=== STORED DATA ===
━━━━━━━━━━━━━━━━━━━━

PR #842, opened 2019-05-31
Save labels in output directory

miguelvr:
Once the training dataset is established, we should save the categories mapping to the model output directory to facilitate deployment.

I'll follow this PR with a general purpose predictor fully initialized from the output directory of the model (containing: model weights, model config (#835) and model labels)


miguelvr:
> LGTM.
> 
> Can you fix the merge conflicts?

should be good to go!

PR #843, opened 2019-05-31
 remove duplication codes in heads' pooler

lsrock1:
Instead of making pooler class directly in each head, use builder function in poolers.py to remove duplicated loading config code.


fmassa:
Hi,

Did you close the PR because it doesn't work for all models?

lsrock1:
> Hi,
> 
> Did you close the PR because it doesn't work for all models?

I made a mistake in coding and i am not sure editing this part is acceptable.
Is this good? Then i will pull request again.

fmassa:
If it works in all the current models, then why not?

But the pooler involves generally not that many lines of code, so maybe keeping it explicit as it currently is might just be simpler? I think I forgot to remove the `make_pooler` when I released the code

lsrock1:
@fmassa make_pooler is only used in backbone/fbnet.py
If consistency is needed, removing make_pooler or using make_pooler is good. What do you think?

PR #853, opened 2019-06-03
the following changes should allow ppl train with negative examples

qianyizhang:
I did similar changes and successfully trained my personal dataset with mask-rcnn.
Have not tested with keypoint branches, but it doesn't raise any errors


qianyizhang:
common request by many ppl #169

PR #863, opened 2019-06-05
Update predictor.py

KelvinCPChiu:
Adding weight loading from saved pth file.


botcs:
Hey @KelvinCPChiu 

Thanks for the PR :) I've been using it for quite long, but now we can merge it as well

zimenglan-sysu-512:
why need it? since the `MODEL.WEIGHT` can do the thing.

Issue #819, opened 2019-05-24
How to test each saved weight?


xiaohai12:
## ❓ Questions and Help
After I saved several weights  from training, I would like to evaluate each saved weights just in case overfitting.
When I tried to run **python -m torch.distributed.launch --nproc_per_node=$NGPUS /path_to_maskrcnn_benchmark/tools/test_net.py --config-file "configs/e2e_mask_rcnn_R_50_FPN_1x.yaml" TEST.IMS_PER_BATCH 16**
it only evaluated the last saved weights.
So, is it possible to evaluate each saved weights ?
By the way,  it costed around 20 mins to evaluate 8000 images on GPU V100,
is it normal or not?

leijiezhang:
Yes the code only evaluate the final check out point, the codes is in /engine/inference.py
if you want to check out other saved weights, you have to re-write the codes, it relates to many python files, be careful. I have tried however failed

xiaohai12:
> Yes the code only evaluate the final check out point, the codes is in /engine/inference.py
> if you want to check out other saved weights, you have to re-write the codes, it relates to many python files, be careful. I have tried however failed

Actually, I checked what is the context inside the last checkpoint file and I found that it was just the path of the saved model weights, which means we only need to modified the last checkpoint file context by using the path of the model weights you want to test.

bendidi:
I haven't tested it, but you can probably just modify the `MODEL.WEIGHT` in the config file you used with the full path to the model you want to test

wangg12:
In `maskrcnn_benchmark/utils/checkpoint.py`, it will always load the last checkpoint in `load()`.
I think you need to change the code to support evaluating on other checkpoints.

wangg12:
Now you can test with any checkpoint you saved.

xiaohai12:
> Now you can test with any checkpoint you saved.

Thanks! It is very useful!

PR #874, opened 2019-06-10
allow test for any checkpoint

wangg12:
Regarding this issue #819


Johnqczhang:
This change isn't backward-compatible when testing a pre-trained model specified in the `.yaml` file as the only argument `--config-file` passing to `test_net.py`, which makes the `checkpointer` fail to load the model file (despite it really exists) and initialize the model from scratch.

Adding a simple line of code can solve this problem, which is given in #894.

PR #94, opened 2019-09-19
Support message delivery tag

annatisch:
First pass at exposing the binary data provided in the message delivery tag.
This is used by ServiceBus to provide the lock token.

### DIFF
--- a/samples/test_azure_event_hubs_receive.py
+++ b/samples/test_azure_event_hubs_receive.py
@@ -123,7 +123,9 @@ def test_event_hubs_client_receive_sync(live_eventhub_config):
             assert len(batch) <= 10
             for message in batch:
                 annotations = message.annotations
-                log.info("Sequence Number: {}".format(annotations.get(b'x-opt-sequence-number')))
+                log.info("Sequence Number: {}, Delivery tag: {}".format(
+                    annotations.get(b'x-opt-sequence-number'),
+                    message.delivery_tag))
             batch = receive_client.receive_message_batch(max_batch_size=10)
     log.info("Finished receiving")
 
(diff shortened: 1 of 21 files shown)


yunhaoling:
Hello @annatisch 

Would it be better to let the message receiver to assign `delivery-tag` of each `Transfer` frame?

- The `delivery-tag` seems to be related to each `Transfer` frame (which is equal to a message I think).
- If we only set the latest `delivery-tag` on the `Link`, then what about the following situation (I'm not sure whether it's the use case for ServiceBus):
    - Step1: receive the 1st msg
    - Step2: receive the 2rd msg
    - Step3: Now I want to lock the 1st msg (but the last `delivery-tag` of the receiver is for the 2rd message)

I found that the link will [pass the handling of Transfer to the receiver](https://github.com/Azure/azure-uamqp-python/blob/e40e6555ed9a28835ae7390e593c0b2b0800882d/src/vendor/azure-uamqp-c/src/link.c#L483).
How about handling `Transfer` and assigning the `delivery-tag` to the message created in [the on_transfer_received of the message_receiver](https://github.com/Azure/azure-uamqp-python/blob/e40e6555ed9a28835ae7390e593c0b2b0800882d/src/vendor/azure-uamqp-c/src/message_receiver.c#L223)?

annatisch:
Thanks @yunhaoling - yeah good call - I will refactor.

luipir:
only @yunhaoling as possible reviewer?

annatisch:
Hi @yunhaoling - I have reverted my debugging and this is now ready to review.

annatisch:
@luipir  - if you look at the builds you can download one of the test wheels to test out locally if you like:
https://dev.azure.com/azure-sdk/public/_build/results?buildId=118233

Just select your chosen platform flavor from the "Artifacts" drop down.

annatisch:
Closing this in favour of PR #96 which includes some additional fixes.

luipir:
@annatisch sorry I hadn't time to test yet ... I'll do (the new PR) as soon as I finish other code. Tnx for the (possible) fix.

PR #95, opened 2019-09-25
Runtime metric

yunhaoling:


src/link.pyx
```diff
@@ -136,6 +136,20 @@ cdef class cLink(StructBase):
             self._value_error()
         return value
 
+    @property
+    def desired_properties(self):
+        cdef c_amqpvalue.AMQP_VALUE value
+        if c_link.link_get_desired_capabilities(self._c_value, &value) != 0:
+            self._value_error()
+        return value
```
annatisch: Do we need to call `value_factory` of the output to convert it to Python data?

src/link.pyx
```diff
@@ -136,6 +136,20 @@ cdef class cLink(StructBase):
...
+
+    @property
+    def offered_properties(self):
+        cdef c_amqpvalue.AMQP_VALUE value
+        if c_link.link_get_offered_capabilities(self._c_value, &value) != 0:
+            self._value_error()
+        return value
```
annatisch: Do we need to call `value_factory` of the output to convert it to Python data?

src/vendor/azure-uamqp-c/src/link.c
```diff
@@ -808,6 +835,20 @@ LINK_HANDLE link_create_from_endpoint(SESSION_HANDLE session, LINK_ENDPOINT_HAND
...
+		// if (amqpvalue_add_array_item(desired_capabilities_array, one_symbol) != 0) {
+		// 	LogError("Cannot create tick counter for link");
+		// 	free(result);
+		// 	result = NULL;
+		// 	return result;
+		// }
+
+		// result->desired_capabilities = desired_capabilities_array;
+        result->desired_capabilities = NULL;
+		result->offered_capabilities = NULL;
```
annatisch: Indentation

src/vendor/azure-uamqp-c/src/link.c
```diff
@@ -725,12 +736,28 @@ LINK_HANDLE link_create(SESSION_HANDLE session, const char* name, role role, AMQ
...
+		// 	LogError("Cannot create tick counter for link");
+		// 	free(result);
+		// 	result = NULL;
+		// 	return result;
+		// }
+
+		// result->desired_capabilities = desired_capabilities_array;
+
+        result->desired_capabilities = NULL;
+		result->offered_capabilities = NULL;
```
annatisch: Indentation

src/vendor/azure-uamqp-c/src/link.c
```diff
@@ -1083,6 +1124,84 @@ int link_get_peer_max_message_size(LINK_HANDLE link, uint64_t* peer_max_message_
...
+    }
+    else if ((link->link_state != LINK_STATE_ATTACHED) &&
+    (link->link_state != LINK_STATE_HALF_ATTACHED_ATTACH_RECEIVED))
+    {
+                LogError("Attempting to read offered capabilities before it was received");
+        result = __FAILURE__;
+    }
+    else
+    {
+        *offered_capabilities = link->offered_capabilities;
```
annatisch: We should do an `amqpvalue_clone` here

src/vendor/azure-uamqp-c/src/link.c
```diff
@@ -1083,6 +1124,84 @@ int link_get_peer_max_message_size(LINK_HANDLE link, uint64_t* peer_max_message_
...
+    int result;
+
+    if (link == NULL)
+    {
+        LogError("NULL link");
+        result = __FAILURE__;
+    }
+    else
+    {
+        link->offered_capabilities = offered_capabilities;
```
annatisch: We need to do `amqpvalue_clone` on the input before assigning it.

src/vendor/azure-uamqp-c/src/link.c
```diff
@@ -1083,6 +1124,84 @@ int link_get_peer_max_message_size(LINK_HANDLE link, uint64_t* peer_max_message_
...
+    if((link == NULL) ||
+        (desired_capabilities == NULL))
+    {
+        LogError("Bad arguments: link = %p, desired_capabilities = %p",
+            link, desired_capabilities);
+        result = __FAILURE__;
+    }
+    else
+    {
+        *desired_capabilities = link->desired_capabilities;
```
annatisch: Same comment re `amqpvalue_clone`

src/vendor/azure-uamqp-c/src/link.c
```diff
@@ -1083,6 +1124,84 @@ int link_get_peer_max_message_size(LINK_HANDLE link, uint64_t* peer_max_message_
...
+    int result;
+
+    if (link == NULL)
+    {
+        LogError("NULL link");
+        result = __FAILURE__;
+    }
+    else
+    {
+        link->desired_capabilities = desired_capabilities;
```
annatisch: Same comment re `amqpvalue_clone`

src/vendor/azure-uamqp-c/src/link.c
```diff
@@ -278,6 +280,15 @@ static int send_attach(LINK_INSTANCE* link, const char* name, handle handle, rol
...
         }
+        
+        if (link->desired_capabilities != NULL)
+        {
+            if(attach_set_desired_capabilities(attach, link->desired_capabilities) != 0)
+            {
+                LogError("Cannot set attach desired capabilities");
+                result = __FAILURE__;
+            }
+        }
```
annatisch: I see we're setting the desired capabilities here, but we're not extracting the offered capabilities from the received attach frame?

src/vendor/inc/c_link.pxd
```diff
@@ -52,6 +52,10 @@ cdef extern from "azure_uamqp_c/link.h":
     int link_get_max_message_size(LINK_HANDLE link, stdint.uint64_t* max_message_size)
     int link_get_peer_max_message_size(LINK_HANDLE link, stdint.uint64_t* peer_max_message_size)
     int link_set_attach_properties(LINK_HANDLE link, c_amqp_definitions.fields attach_properties)
+    int link_set_desired_capabilities(LINK_HANDLE link, c_amqpvalue.AMQP_VALUE desired_capabilities)
+    int link_get_desired_capabilities(LINK_HANDLE link, c_amqpvalue.AMQP_VALUE* desired_capabilities)
+    int link_set_offered_capabilities(LINK_HANDLE link, c_amqpvalue.AMQP_VALUE offered_capabilities)
```
annatisch: I don't think these will ever be set, only retrieved. So maybe only have the one function:
`link_get_peer_offered_capabilities`

uamqp/async_ops/client_async.py
```diff
@@ -807,6 +807,7 @@ def __init__(
                 properties=self._link_properties,
                 error_policy=self._error_policy,
                 encoding=self._encoding,
+                desired_capabilities=self._desired_capabilities,
```
annatisch: Does this need to be passed into the MessageReceiver constructor?

src/link.pyx
yunhaoling: you are right, should wrap it by calling value_factory as it's a c object.

src/link.pyx
yunhaoling: will update this

src/vendor/azure-uamqp-c/src/link.c
yunhaoling: Yes, it seems that to enable the runtime-metric feature of eventhubs, we just need to set the desired_capabilities of the link - you can see how i create the properties and set it on the receiver [here](https://github.com/Azure/azure-sdk-for-python/blob/9928d9cd31b4e880246fae8f5225c73061c8e607/sdk/eventhub/azure-eventhubs/azure/eventhub/aio/consumer_async.py#L135), this can work.
I don't use `get_desired_capabilities`.

src/vendor/inc/c_link.pxd
yunhaoling: What I am thinking is, if someone want to use our uamqp-python library to establish uamqp server and client, then we should expose both setting/getting on these two properties.

My understanding is that `offered_capabilities` is for the server role to set, and the `desired_capabilities` is for the client role to set.

uamqp/async_ops/client_async.py
yunhaoling: I'm not sure about this, I see `desired_capabilities` appears in the `ATTACH` frame described in the amqp protocol.
And I see fields like `rcv-settle-mode` are being set in the constructor, so I put it here..

I'm neural on this and okay to remove it from the constructor.
What's your thought?

src/vendor/azure-uamqp-c/src/link.c
yunhaoling: replaced indent with space, fixed

src/vendor/azure-uamqp-c/src/link.c
yunhaoling: replaced indent with space, fixed

src/vendor/azure-uamqp-c/src/link.c
yunhaoling: fixed

src/vendor/azure-uamqp-c/src/link.c
yunhaoling: fixed

src/vendor/azure-uamqp-c/src/link.c
yunhaoling: fixed

src/vendor/azure-uamqp-c/src/link.c
yunhaoling: fixed

src/vendor/azure-uamqp-c/src/link.c
yunhaoling: fixed

src/vendor/azure-uamqp-c/src/link.c
annatisch: If we don't need to get offered_capabilities - why add the extra functions to support it?

src/vendor/azure-uamqp-c/src/link.c
```diff
@@ -1083,6 +1099,84 @@ int link_get_peer_max_message_size(LINK_HANDLE link, uint64_t* peer_max_message_
...
+    }
+    else if ((link->link_state != LINK_STATE_ATTACHED) &&
+    (link->link_state != LINK_STATE_HALF_ATTACHED_ATTACH_RECEIVED))
+    {
+                LogError("Attempting to read offered capabilities before it was received");
+        result = __FAILURE__;
+    }
+    else
+    {
+        *offered_capabilities = amqpvalue_clone(link->offered_capabilities);
```
annatisch: Not quite :)
it needs to be something like this:
```
AMQP_VALUE link_capabilities = amqpvalue_clone(link->offered_capabilities);
if (link_capabilities == NULL)
{
    LogError("Failed to clone link offered capabilities");
    result = __FAILURE__;
}
else
{
    *offered_capabilities = link_capabilities ;
}
```

src/vendor/azure-uamqp-c/src/link.c
```diff
@@ -1083,6 +1099,84 @@ int link_get_peer_max_message_size(LINK_HANDLE link, uint64_t* peer_max_message_
...
+        (offered_capabilities == NULL))
+    {
+        LogError("Bad arguments: link = %p, offered_capabilities = %p",
+            link, offered_capabilities);
+        result = __FAILURE__;
+    }
+    else if ((link->link_state != LINK_STATE_ATTACHED) &&
+    (link->link_state != LINK_STATE_HALF_ATTACHED_ATTACH_RECEIVED))
+    {
+                LogError("Attempting to read offered capabilities before it was received");
```
annatisch: Some more indentation weirdness going on here....

uamqp/async_ops/client_async.py
annatisch: Nevermind - I misread the diff - this is fine I think

src/vendor/azure-uamqp-c/src/link.c
yunhaoling: I added them because the `offered_capabilities` is part of the protocol and is being missed in our implementation. I want to implement the protocol.😃

one thing I'm not doing good enough is that I didn't extract the offer_capabilities from the attach frame which makes the `desired_properties` seems useless...

maybe you're right.. I should skip it for now

yunhaoling: you're right, previously I thought this attribute would be useful, but right now it seems not.
I'll remove it.

samples/test_azure_event_hubs_receive.py
```diff
@@ -98,11 +97,12 @@ def test_event_hubs_client_proxy_settings(live_eventhub_config):
         live_eventhub_config['consumer_group'],
         live_eventhub_config['partition'])
 
-    #if not sys.platform.startswith('darwin'):  # Not sure why this passes for OSX:
+    # if not sys.platform.startswith('darwin'):  # Not sure why this passes for OSX:
     #    with pytest.raises(errors.AMQPConnectionError):
```
annatisch: Can we remove these two lines?
This passes on all platforms now?

samples/test_azure_event_hubs_receive.py
```diff
@@ -128,6 +128,40 @@ def test_event_hubs_client_receive_sync(live_eventhub_config):
...
+        log.info("Got batch: {}".format(len(batch)))
+        assert len(batch) <= 10
+        for message in batch:
+            annotations = message.annotations
+            delivery_annotations = message.delivery_annotations
+            log.info("Sequence Number: {}".format(annotations.get(b'x-opt-sequence-number')))
+            log.info("Last enqueued sequence number: {}".format(delivery_annotations.get(b'last_enqueued_sequence_number')))
+            log.info("Last enqueued offset: {}".format(delivery_annotations.get(b'last_enqueued_offset')))
+            log.info("Last enqueued time utc: {}".format(delivery_annotations.get(b'last_enqueued_time_utc')))
+            log.info("Runtime info retrieval time utc: {}".format(delivery_annotations.get(b'runtime_info_retrieval_time_utc')))
```
annatisch: These log statements should be assert statements:
`assert b'last_enqueued_sequence_number' in annotations`

samples/asynctests/test_azure_event_hubs_receive_async.py
```diff
@@ -129,6 +128,35 @@ def on_message_received(message):
...
+        message_batch = await receive_client.receive_message_batch_async(10)
+        log.info("got batch: {}".format(len(message_batch)))
+        for message in message_batch:
+            annotations = message.annotations
+            delivery_annotations = message.delivery_annotations
+            log.info("Sequence Number: {}".format(annotations.get(b'x-opt-sequence-number')))
+            log.info("Last enqueued sequence number: {}".format(delivery_annotations.get(b'last_enqueued_sequence_number')))
+            log.info("Last enqueued offset: {}".format(delivery_annotations.get(b'last_enqueued_offset')))
+            log.info("Last enqueued time utc: {}".format(delivery_annotations.get(b'last_enqueued_time_utc')))
+            log.info("Runtime info retrieval time utc: {}".format(delivery_annotations.get(b'runtime_info_retrieval_time_utc')))
```
annatisch: These log statements should be assert statements:
`assert b'last_enqueued_sequence_number' in annotations`

src/vendor/azure-uamqp-c/src/link.c
yunhaoling: fixed

src/vendor/azure-uamqp-c/src/link.c
yunhaoling: fixed

samples/test_azure_event_hubs_receive.py
yunhaoling: yes, they can all pass.
I removed these two lines.

samples/test_azure_event_hubs_receive.py
yunhaoling: test updated

samples/asynctests/test_azure_event_hubs_receive_async.py
yunhaoling: test updated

━━━━━━━━━━━━━━━━━━━━

=== ASSIGNMENT ===
Read the listing above, then copy every line that includes the string "lines".

=== SOLUTION ===
But the pooler involves generally not that many lines of code, so maybe keeping it explicit as it currently is might just be simpler? I think I forgot to remove the `make_pooler` when I released the code
annatisch: Can we remove these two lines?
I removed these two lines.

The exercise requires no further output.